Why are animals important?
Animals are Key outlines five key areas in which sustainable development and human wellbeing are intertwined with animal welfare and wildlife conservation:
- Healthy ecosystems and robust wildlife protections support secure livelihoods
Have you ever wanted to go on a safari in Africa? See the unique and legendary species of the Galapagos? Ecotourism fuels many economies around the world; a single elephant can bring in USD $1.6 million for local communities in its lifetime!
- Pastoralism supports sustainable development
Also known as “walking bank accounts,” domesticated animals support dryland pastoralists by providing income, products and services. Pastoralist countries host 44% of the world’s agricultural production—and that production relies on animals.
- Animal welfare and conservation support human health
Humane treatment of animals—demonstrated through behaviors like restricting wildlife trade, avoiding direct physical contact between people and wild animals, and promoting farm animal welfare—is crucial to human health.
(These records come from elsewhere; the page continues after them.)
PR #55, opened 2023-05-27
Kotlin implementation

waymirec:


waymirec:
there are already a handful of these implementations in review so i'm going to pull mine. no need for another one.

PR #57, opened 2023-05-27
Dart: Use more language features

shreyassanthu77:
Updated the code to the following dart features:
- Pattern Matching
- Iterators
- Extension methods ( kinda like Traits in rust )


marelle65187512:
I noticed a bug in your code, here's a possible fix:

shreyassanthu77:
WHAT IS THE BUG!!

JikoUnderscore:
`String c when c.isLetter() => _lookupIdent(
          _readIdentifier(),
        ),
      String c when c.isNumber() => Token(
          TokenType.int,
          _readNumber(),
        ),`

These switch expirations should return early and never call `_readChar();`.
I think this is the bug that @marelle65187512 referred too.

shreyassanthu77:
Yes but I do it a bit differently. I go back after calling read* function so that should not be an issue

D-James-GH:
If using the new dart language features could we not combine token and token type into an enhanced enum (similar to rust's implementation)?

shreyassanthu77:
> If using the new dart language features could we not combine token and token type into an enhanced enum (similar to rust's implementation)? 
Good thought but the problem is dart's enhanced enums aren't like tagged unions ( normal enums in rust ), enhanced enums can have data attached to it's fields ( or whatever you call them IDK ) but they must be constant which means I can't store the name of an identifier or the value of a literal type like string or number that is not known at compile time

D-James-GH:
Ahh yes, of course, I wasn't thinking about dynamic tokens like ident etc...

Fa-C-Shus (approved):
I like separating the Token code and te addition of utils

vhladko:
@shreyassanthu77 is it ready to be merged ? :)

shreyassanthu77:
Yes 👍

Fa-C-Shus:
> Yes 👍

good job; I'm moving over to Functional Dart with pure functions and immutability

vhladko:
Nice, then let’s go :)

shreyassanthu77:
Hey @vhladko can't I merge my own code into the repo ? I don't want to bother you guys every time I have a new pr.

vhladko:
It’s more question to Prime when he is back :)

PR #67, opened 2023-05-28
Add Carbon Implementation

MarvelousAnything:
I finally found a language that was not taken—time to learn Carbon.


MarvelousAnything:
WTF. It seems that there is no Carbon compiler. Only a compiler explorer. I do not feel like writing a Carbon compiler.

PR #28, opened 2023-05-26
Add Swift version

marcusziade:
# Wrote this in Neovim, btw. 
cluelessswift

PR #72, opened 2023-05-28
Added Swift implementation

MatsMoll:
Added some sweet Swift.

Btw, its kind of like traits


marcusziade:
Redundant :)
* [#28]

MatsMoll:
Nice! Let's combine forces on swift 🚀 @marcusziade

PR #76, opened 2023-05-29
Made the PHP version slightly less yucky

unconv:
Made the PHP version a bit cleaner by using backed enums and constructor property promotion. Also made it work with an underscore in the ident.


wartab:
This breaks the parser and makes the language locale dependent.

wartab:
That said I added constructor property promotion in my brand, I didn't know that feature existed.

vhladko:
@wartab @unconv should these changes be merged ? Or some changes needed ?

unconv:
@vhladko I tested my previous changes only with PHP 8.1 and the test passed. I used the actual Dockerfile now and fixed issues in my code.

I think @wartab has developed his interpreter a lot further in his own branch, but hasn't made a pull request yet.

My changes might have just made the code even yuckier so might as well close this one.

wartab:
The backed enum causes issues, because you use the values for parsing and text like INT or FUNCTION shouldn't result in the token they represent.

unconv:
@wartab Yeah, I used those values because PHP's backed enums require all cases to have a backing. The tokens are `tryFrom`ed or `match`ed from single characters, so multi character backed tokens should never result from those. But I guess that's moving from one hack to another...

wartab:
Right, I'm dumb lmao
Implementing the rest I often forgot I'm dealing with just characters.

PR #77, opened 2023-05-29
make python version more readable 

paulfrische:
I've fixed a typo, added python bytecode to the .gitignore and ran a formatter over the code. The functionality/logic hasn't changed.

### DIFF
--- a/python/lexer/lexer.py
+++ b/python/lexer/lexer.py
@@ -39,8 +39,8 @@ class Lexer:
             return tok
 
         if is_letter(self.ch):
-            indent = self.read_ident()
-            return keywords.get(indent, Token(TokenType.Ident, indent))
+            ident = self.read_ident()
+            return keywords.get(ident, Token(TokenType.Ident, ident))
         
         if self.ch.isdigit():
             return Token(TokenType.Int, self.read_int())
--- a/python/lexer/lexer.py
+++ b/python/lexer/lexer.py
@@ -1,13 +1,12 @@
 from tokens import Token, TokenType, char_to_token_type
 
 
-keywords = {
-    'fn' : Token(TokenType.Function, 'fn'),
-    'let': Token(TokenType.Let, 'let')
-}
+keywords = {"fn": Token(TokenType.Function, "fn"), "let": Token(TokenType.Let, "let")}
+
 
 def is_letter(ch):
-    return ch.isalpha() or ch == '_'
+    return ch.isalpha() or ch == "_"
+
 
 class Lexer:
     def __init__(self, input):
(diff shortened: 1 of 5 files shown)


python/lexer/lexer.py
```diff
@@ -1,36 +1,34 @@
 from tokens import Token, TokenType, char_to_token_type
 
 
-keywords = {
-    'fn' : Token(TokenType.Function, 'fn'),
-    'let': Token(TokenType.Let, 'let')
-}
+keywords = {"fn": Token(TokenType.Function, "fn"), "let": Token(TokenType.Let, "let")}
```
thetredev, line 4: this is actually less readable than the removed lines

thetredev: No, PEP8 says your previous version is correct: https://peps.python.org/pep-0008/#indentation. Quote:
> The closing brace/bracket/parenthesis on multiline constructs may either line up under the first non-whitespace character of the last line of list, as in:
```python
my_list = [
    1, 2, 3,
    4, 5, 6,
    ]
result = some_function_that_takes_arguments(
    'a', 'b', 'c',
    'd', 'e', 'f',
    )
```
> or it may be lined up under the first character of the line that starts the multiline construct, as in:
```python
my_list = [
    1, 2, 3,
    4, 5, 6,
]
result = some_function_that_takes_arguments(
    'a', 'b', 'c',
    'd', 'e', 'f',
)
```
Minus the extra whitespace you had before `:`. So PEP8-correct would be this:
```python
keywords = {
    "fn": Token(TokenType.Function, "fn"),
    "let": Token(TokenType.Let, "let")
}
```
That's how I understand it at least.

WoodyWoodster: I personally prefer the multi-line as well. Something to consider is reverting this back to a multi-line and adding a trailing comma to make it compliant with PEP8/black.
``` python
keywords = {
    "fn": Token(TokenType.Function, "fn"),
    "let": Token(TokenType.Let, "let"),
}
```

https://black.readthedocs.io/en/stable/the_black_code_style/current_style.html#the-magic-trailing-comma

python/lexer/lexer_test.py
```diff
@@ -6,71 +6,71 @@
...
+            TokenType.Semicolon,
         ]
 
         lex = Lexer(input)
         for token in tokens:
             self.assertEqual(lex.get_next_token().type, token)
 
     def test_get_next_token_2(self):
-        input ='''\
+        input = """\
```
WoodyWoodster, line 27: Could we update this to look like the following:
```python
input = """
    let five = 5;
    let ten = 10;
    let add = fn(x, y) {
        x + y;
    };
    let result = add(five, ten);
"""
```

vhladko:
@paulfrische any updates on this one ? :)

paulfrische:
I'll update this PR. I just don't have time right now.
Have a Great Day!

vhladko:
@paulfrische any updates on this one ? :)

PR #79, opened 2023-05-29
feat(c#) - finish ch1

redducks100:


vhladko:
hey, @redducks100, we appreciate your effort to do that, looks really good ! We already have a csharp folder with implementation, so you could join that team and suggest changes to existed repo, or if you feel that your implementation is different, you could rename the folder to something like csharp2 and add yourself as a CODEOWNER of that repo :)

vhladko:
I’ll close this one as you already have benchmark :)

PR #63, opened 2023-05-27
Add Dlang implementation

ToraKuma42:
Ask and you shall receive!

Only did this for the meme. :)

PR #82, opened 2023-05-29
D lang

lucasnethaj:


ToraKuma42:
Got my implementation here - https://github.com/ThePrimeagen/ts-rust-zig-deez/pull/63
Just letting you know in case you had any questions while writing your implementation.

lucasnethaj:
Ah cool. I tried to look but i couldn't find an existing Implementation. Will close this on now then

PR #85, opened 2023-05-30
cpp: add a Dockerfile

codebrainz:


ThePrimeagen:
i acushually don't know if this is correct, but it does look correct :)

ThePrimeagen (approved):

Issue #84, opened 2023-05-30
Looking for maintainers of specific languages.


ThePrimeagen:
My fellow degens,

As Lord of the degens it's rest upon me to lead us into this glorious interpreted challenge, but at the same time I find myself weary of languages I do not understand. I call upon the degen legion to bring forth representatives willing to shepherd various languages

I will bequeath merge powers to whoever wins the hearts and minds of ethe degens

So arise my maidenless tarnishes, nominate yourself for a language.

All languages that are not TypeScript, rust, zig need representatives.

No, I did not proofread this, why do you ask?

ThePrimeagen:
I will choose at the end of the stream tomorrow based on the most degenerate response per language

May the odds ever be in your favor

alanwilhelm:
I'd be happy to shepherd your coverage of Elixir. A language nobody cares about that does frontend shit nobody even understands. It's actually pretty BA: https://phoenixframework.org/blog/phoenix-liveview-0.19-released

metruzanca:
This thread is going to be glorious. I can't wait.

trvswgnr:
here's the thing: we don't need any other maintainers. as the Head Forker at [CrabLang](https://github.com/crablang/crab) (maybe you've heard of it) i'm uniquely qualified to maintain not just the javascript, typescript, and ~~rust~~ crab implementations, but all other languages as well. all you have to do is hand me the keys to the castle, then sit back and watch the numbers go up.

you won't regret this.

pgaijin66:
I would love to provide support for Go. I am not a pro :P but have built couple of applications. Having said that, i see this as an exciting opportunity to learn from other fellow programmers as well. I will definitely try to give my best :).

Stolkerve:
Hey I'm not qualify, niether speak a good level of english, but I have a good heart <3.

bl42:
Dear Lord of the degens,

As a devoted member of the degen legion, I humbly request permission to maintain the markdown file for our glorious interpreted challenge. I understand the importance of preserving and organizing our collective knowledge, and I would be honored to take on this responsibility.

With your permission, I will ensure the readme.md file remains up to date, accurate, and accessible to all degens. I will diligently manage the content, making necessary edits and additions as needed. Rest assured, I will handle this task with utmost care and attention to detail.

May the degens continue to thrive under your leadership!

Yours faithfully,
Markus the Markdown Keeper

scorbettUM:
[...]

PR #90, opened 2023-05-30
Initial CODEOWNERS file

ryanwinchester:
You might need to update repository settings if you want to do something like add some branch protection rules for codeowners.

For the initial version, I just added the people who contributed the language, except I put myself for Elixir, since that person already conceded it to moi.

Can be updated later with results from #84
You can also have more than one person, separated by space.

### DIFF
--- a/CODEOWNERS
+++ b/CODEOWNERS
@@ -1,0 +1,22 @@
+# Global owners.
+@ThePrimeagen
+
+# Degenerate language maintainers.
+/c/             @zivlakmilos
+/cpp/           @nicdgonzalez
+/crystal/       @devnote-dev
+/csharp/        @MarioGK
+/dart/          @shreyassanthu77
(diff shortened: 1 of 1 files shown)


CODEOWNERS
```diff
@@ -0,0 +1,22 @@
...
+@ThePrimeagen
+
+# Degenerate language maintainers.
+/c/             @zivlakmilos
+/cpp/           @nicdgonzalez
+/crystal/       @devnote-dev
+/csharp/        @MarioGK
+/dart/          @shreyassanthu77
+/elixir/        @ryanwinchester
+/erlang/        @mikimaine
```
yordis, line 11:
```suggestion
/elixir/        @ryanwinchester @yordis
/erlang/        @mikimaine @yordis
```

💜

Many emerging diseases are linked to wildlife trade and perpetuation of cramped livestock conditions.
- Food security and livelihoods are linked to good animal welfare and conservation practices
Animal agriculture is the main source of income for 1.3 billion people around the world. Animal labor is critical and policies that protect working animals have lasting, positive impacts on human wellbeing and food security. Food security, in turn, reduces risks like land degradation and unsustainable practices that can permanently damage habitats.
- Clean water, sustainable infrastructure, and climate resilience demand animal-conscious development
With the growing human population comes encroachment into wild habitats. By protecting wetlands, natural vegetation buffers, native plant stands, and wildlife crossings, we can help to offset the adverse impacts of development and conserve biodiversity. Maintaining natural habitats and wildlife populations, in turn, helps to mitigate the impacts of anthropogenic climate change; in the Southwest U.S., for instance, prairie dogs provide underground water flow and soil productivity through their burrowing—an invaluable service in an era of drought and irrigation challenges.
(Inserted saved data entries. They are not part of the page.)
PR #15838, opened 2022-06-10
feat: Fetching products in carousel with stock information

justinlee01:
Closes [CXSPA-569](https://jira.tools.sap/browse/CXSPA-569)


projects/storefrontlib/cms-components/product/carousel/product-carousel/product-carousel.component.spec.ts
```diff
@@ -157,9 +158,23 @@ describe('ProductCarouselComponent', () => {
...
+        ProductScope.PRICE,
+        ProductScope.DETAILS,
+      ];
+
+      let items: Observable<Product>[] | undefined;
+      component.items$.subscribe((i) => {
+        expect(productService.get).toHaveBeenCalledTimes(2);
+        expect(productService.get).toHaveBeenCalledWith('1', scopes);
+        expect(productService.get).toHaveBeenCalledWith('2', scopes);
+        items = i;
```
plabadie: Do you need the done() function for assertions in a subscription?

justinlee01: Ah, yes, I think there should be a done(). Thanks for reminding me.

justinlee01: Actually, line 177 essentially checks that lines 171-175 are called, but I like the neater approach of putting all assertions in the callback.

projects/storefrontlib/cms-components/product/carousel/product-carousel/product-carousel.component.ts
```diff
@@ -15,7 +15,11 @@ import { CmsComponentData } from '../../../../cms-structure/page/model/cms-compo
   changeDetection: ChangeDetectionStrategy.OnPush,
 })
 export class ProductCarouselComponent {
-  protected readonly PRODUCT_SCOPE = ProductScope.LIST;
+  protected readonly PRODUCT_SCOPE = [
+    ProductScope.LIST,
+    ProductScope.PRICE,
+    ProductScope.DETAILS,
```
plabadie: Is there a way to not load the whole product details in order to fix the product stock issue?  
Reasoning: The purpose of the scopes were to delay the moment we need to load the whole product details, usually when the user hits the product details page.

justinlee01: I'm not sure - these are the only scopes available for fetching products, at least written in SPA code:

- LIST = 'list'
- DETAILS = 'details'
- ATTRIBUTES = 'attributes'
- VARIANTS = 'variants'
- PRICE = 'price'

DETAILS seems to be the only adequate one here.

bullfroggy-sap (dismissed):

projects/storefrontlib/cms-components/product/carousel/product-carousel/product-carousel.component.ts
plabadie: Which fields are required for the out of stock check to work properly?
Perhaps there is a way to get those fields without all the product details. I don't know exactly what or how, this is a suggestion.

Perhaps the add to cart button on the search results page and/or category page can be examined for how they do it.  I don't know if they react to out of stock status and it they do, perhaps we can see if they work with less data than all the product details.

justinlee01: The search page does look for stock information - the add to cart button needs the stock info to know whether to hide itself.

The exclusion of animals from national and international policies affects people.
We are releasing Animals are Key at an unprecedented time in human history—and a time of reckoning with respect to animal exploitation. The spread of COVID-19—a zoonotic disease believed to have been transmitted from an animal to a human due to wildlife trade—is devastating communities around the world. Other zoonotic epidemics, including SARS, Ebola and HIV, have also been traced to human-wildlife contact. We must work to ensure that wildlife and humans are protected from each other in order to prevent another pandemic like this one.
What can we do about it?
Specifically, our findings suggest that lawmakers and resource managers should:
- Adopt holistic assessment practices that value animals in ecosystems and communities;
- Integrate animal welfare into development policies and practices;
- Co-create community and wildlife projects with the community;
- Protect and establish habitats and corridors;
- Improve agriculture policies; and
- Share best practices globally.
Animals are integral to sustainable development and, by exploiting them, we jeopardize our own wellbeing. And the way our society treats animals says so much about our humanity, compassion, and happiness. It has never been more evident than ensuring the humane treatment of animals is critical to protecting our own wellbeing—and public policy should evolve accordingly.